PR #4055, opened 2018-04-24
CSS: Don't automatically add "px" to properties with a few exceptions

mgol:
### Summary ###

Don't automatically add "px" to properties with a few exceptions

------------------------------

What you write must match the records above exactly, line for line.

PR #4055, opened 2018-04-24
CSS: Don't automatically add "px" to properties with a few exceptions

mgol:
### Summary ###

Don't automatically add "px" to properties with a few exceptions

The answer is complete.